§ Assignment
Using the data below, return every line that holds the word "didn".

§ Data shown
PR #3737, opened 2015-03-19

thallgren:
The main objective for this commit is to retain backward compatility
with the 3.x stream. It only touches the logged messages that stems
from the Puppet::Pops::IssueReporter.

The commit removes the responsibility for formatting the log messages
from the IssueReporter. Instead it passes all details to the Log
instance that is created, either by direct logging och by raising an
error. A new class named ParseErrorWithIssue (a subclass of ParseError)
that keeps track of the basic message and the issue_code was needed to
accomplish this. This class is also has the attributes 'environment'
and 'node' that will be assigned in rescue blocks before the exception
is re-thrown. Prior to this change, the rescue block would create a
new error instance with additional information in the actual message
but loose the detailed information.

The 'file' log destination was altered slightly so that if the path
ends with '.json', it will output each Log entry in JSON format. The
list of entries will be prefixed by a '[' (added when the file is
first created) and delimited with ','. The file will contain almost
valid JSON at all times but the last ']' will be missing.

### DIFF
--- a/lib/puppet/error.rb
+++ b/lib/puppet/error.rb
@@ -54,8 +54,34 @@ module Puppet
     include ExternalFileError
   end
 
+  # Contains an issue code and can be annotated with an environment and a node
+  class ParseErrorWithIssue < Puppet::ParseError
+    attr_reader :issue_code, :basic_message
+    attr_accessor :environment, :node
+
+    # @param message [String] The error message
+    # @param file [String] The path to the file where the error was found
+    # @param line [Integer] The line in the file
+    # @param pos [Integer] The position on the line
+    # @param original [Exception] Original exception
+    # @param issue_code [Symbol] The issue code
+    #
+    def initialize(message, file=nil, line=nil, pos=nil, original=nil, issue_code= nil)
+      super(message, file, line, pos, original)
+      @issue_code = issue_code
+      @basic_message = message
+    end
+
+    def to_s
+      msg = super
+      msg = "Could not parse for environment #{environment}: #{msg}" if environment
+      msg = "#{msg} on node #{node}" if node
+      msg
+    end
+  end
+
   # An error that already contains location information in the message text
-  class PreformattedError < Puppet::ParseError
+  class PreformattedError < Puppet::ParseErrorWithIssue
   end
 
   # An error class for when I don't know what happened.  Automatically
--- a/lib/puppet/pops/issue_reporter.rb
+++ b/lib/puppet/pops/issue_reporter.rb
@@ -23,7 +23,7 @@ class Puppet::Pops::IssueReporter
     emit_warnings = options[:emit_warnings] || false
     emit_errors = options[:emit_errors].nil? ? true : !!options[:emit_errors]
     emit_message = options[:message]
-    emit_exception = options[:exception_class] || Puppet::ParseError
+    emit_exception = options[:exception_class] || Puppet::ParseErrorWithIssue
 
     # If there are warnings output them
     warnings = acceptor.warnings
@@ -37,10 +37,10 @@ class Puppet::Pops::IssueReporter
           # deprecation of constructs in manifests! (It is not designed for that purpose even if
           # used throughout the code base).
           #
-          Puppet.warning(formatter.format(w)) if emitted_dw < max_deprecations
+          log_message(:warning, formatter, w) if emitted_dw < max_deprecations
           emitted_dw += 1
         else
-          Puppet.warning(formatter.format(w)) if emitted_w < max_warnings
+          log_message(:warning, formatter, w) if emitted_w < max_warnings
           emitted_w += 1
         end
         break if emitted_w >= max_warnings && emitted_dw >= max_deprecations # but only then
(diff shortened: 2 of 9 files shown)


lib/puppet/error.rb
```diff
@@ -12,37 +12,40 @@ module ExternalFileError
...
+    def initialize(message, file=nil, line=nil, pos=nil, original=nil, issue_code=nil)
       if pos.kind_of? Exception
         original = pos
         pos = nil
       end
       super(message, original)
+      @issue_code = issue_code
       @file = file unless (file.is_a?(String) && file.empty?)
+      self.line = line if line
+      self.pos = pos if pos
```
hlindberg: why are these two (line, pos) set conditionally? it was required for line earlier since it was converted to integer if being a string (which would fail if it was nil). Don't think the condition makes any sense now, except if we want a boolean false to have the same meaning as nil ??

hlindberg: line= transforms input to integer, shouldn't that be done here as well ?

thallgren: The reason for calling self.line and self.pos instead of just assign to the attributes directly is to ensure that they are converted to integers if needed and keep that conversion in one place.

The reason for having the calls conditional is to not define the attributes at all unless they are given.

lib/puppet/util/log.rb
```diff
@@ -244,39 +255,36 @@ def self.from_pson(data)
...
-    [:file, :line].each do |attr|
-      next unless value = args[attr]
-      send(attr.to_s + "=", value)
+    # Avoid setting these instance variables. We don't want them defined unless they exist
+    [:backtrace, :environment, :node, :issue_code, :file, :line, :pos].each do |attr|
+      value = args[attr]
+      instance_variable_set("@#{attr}", value) unless value.nil?
     end
 
-    Log.newmessage(self)
```
hlindberg: This removal changes the API/semantics of Log. If there is code that logs by calling Log.new (and not create) the result is silently dropping those entries. The original construct is horrible as it means it is logged immediately when creating the Log instance. I wonder if we need to make this conditional - when coming from create it passes an additional arg :do_not_log - thereby preserving the old API ? (+ log issue to clean this up asap on major release boundary - 4.0 if we can)

lib/puppet/util/log.rb
```diff
@@ -244,39 +255,36 @@ def self.from_pson(data)
...
-  end
+    self.source = args[:source]
+    tags = args[:tags]
+    tags.each { |t| tag(t) } unless tags.nil?
 
-  def initialize_from_hash(data)
```
hlindberg: This also alters the API

lib/puppet/util/log.rb
thallgren: I didn't find any calls to Log.new where this mattered. My preference would be to change the behavior because it's not just that it's logged, it's also first created with all bells and whistles and then discarded when log level is below the threshold. The create method will check log level first and then create the log entry.

lib/puppet/util/log.rb
```diff
@@ -284,47 +292,34 @@ def to_hash
...
+      hash[attr.to_s] = instance_variable_get(iv) if instance_variable_defined?(iv)
+    end
+    hash
   end
 
   def to_pson(*args)
     to_data_hash.to_pson(*args)
   end
 
-  def message=(msg)
```
hlindberg: API change

lib/puppet/util/log.rb
```diff
@@ -284,47 +292,34 @@ def to_hash
...
-    raise ArgumentError, "Puppet::Util::Log requires a message" unless msg
-    @message = msg.to_s
-  end
-
-  def level=(level)
```
hlindberg: API change (and this one is nasty since it means you can log with high level, then lower it and still get it in the output even if it is flltered on that level)

lib/puppet/util/log.rb
thallgren: The only place where this was called was from the class method `from_data_hash(data)` which first did an allocate and then this initialize_from_hash. The class method is still there with the same API.

lib/puppet/util/log.rb
thallgren: On the other hand, there are not calls that does that. Not in our code anyway and that's where the filtering on level is performed. Do we want to support possible third monkey patching?

hlindberg:
I don't think we can make these "API" changes (horrible as it is). We don't know all the code that may be calling these methods in the wild (they are not private). We can only see what is inside puppet. Searching trough all modules on the forge is required before even considering changing the API, and even then we are not certain we are not breaking anyone. We can do the break on a major boundary but not for 3.8. I think "logging" should be a theme for Puppet 5 as we have then also more firmly moved over to Puppet Server and we then do not need two levels of log configurations (= good opportunity to clean up).

lib/puppet/util/log.rb
thallgren: I didn't find any place where the message is changed.

lib/puppet/pops/issue_reporter.rb
```diff
@@ -84,4 +84,35 @@ def self.format_with_prefix(prefix, message)
...
+        :level => severity,
+        :message => formatter.format_message(diagnostic),
+        :issue_code => diagnostic.issue.issue_code,
+        :file => file,
+        :line => line,
+        :pos => pos,
+      })
+  end
+  private_class_method :log_message
+end
```
hlindberg: missing end of line

thallgren: Just out of curiosity, why does that matter?

kylog:
Travis missed this PR for some reason. Closing and reopening to kick travis.

thallgren:
@kylog I've noticed this too. In this particular case I'm 100% sure that I saw a travis build kick in shortly after I submitted the PR. Perhaps the problem is related to not reporting back once it's done?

§ Answer area
thallgren: I didn't find any calls to Log.new where this mattered. My preference would be to change the behavior because it's not just that it's logged, it's also first created with all bells and whistles and then discarded when log level is below the threshold. The create method will check log level first and then create the log entry.
thallgren: I didn't find any place where the message is changed.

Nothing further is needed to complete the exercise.